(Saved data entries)
<<<<
PR #1032, opened 2021-07-27
ULTRA Add missing ego parameters to intersection specific traffic distributions

JenishPatel99:
- Add missing ego parameters
- Fix comment inside `generate_scenarios.py`

### DIFF
--- a/ultra/ultra/scenarios/common/distributions.py
+++ b/ultra/ultra/scenarios/common/distributions.py
@@ -426,7 +426,12 @@ t_patterns = {
             "east-south": None,
             "east-north": None,  # blocking
             "east-west": None,
-        }
+        },
+        "ego_hijacking_params": {
+            "zone_range": [5, 10],
+            "wait_to_hijack_limit_s": 2,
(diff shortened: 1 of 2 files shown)


ultra/ultra/scenarios/common/distributions.py
```diff
@@ -1061,7 +1071,12 @@
                     "end": (150, 160),
                 },
             },
-        }
+        },
+        "ego_hijacking_params": {
+            "zone_range": [5, 10],
+            "wait_to_hijack_limit_s": 2,
+            "start_time": 3,  # any value or default for LANE_LENGTH / speed_m_per_s
```
christianjans, line 1078: I noticed the `start_time` is different for these additions than the existing `ego_hijacking_params` for other distributions, is this okay?

JenishPatel99: The `start_time` is a bit different for the intersection-specific scenarios. The other distribution do not require for the ego to spawn immediately thus `start_time` there is 10

christianjans (approved):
>>>>
Every line in the records above with the string "common" in it should be shown.

**Written solution**
--- a/ultra/ultra/scenarios/common/distributions.py
+++ b/ultra/ultra/scenarios/common/distributions.py
ultra/ultra/scenarios/common/distributions.py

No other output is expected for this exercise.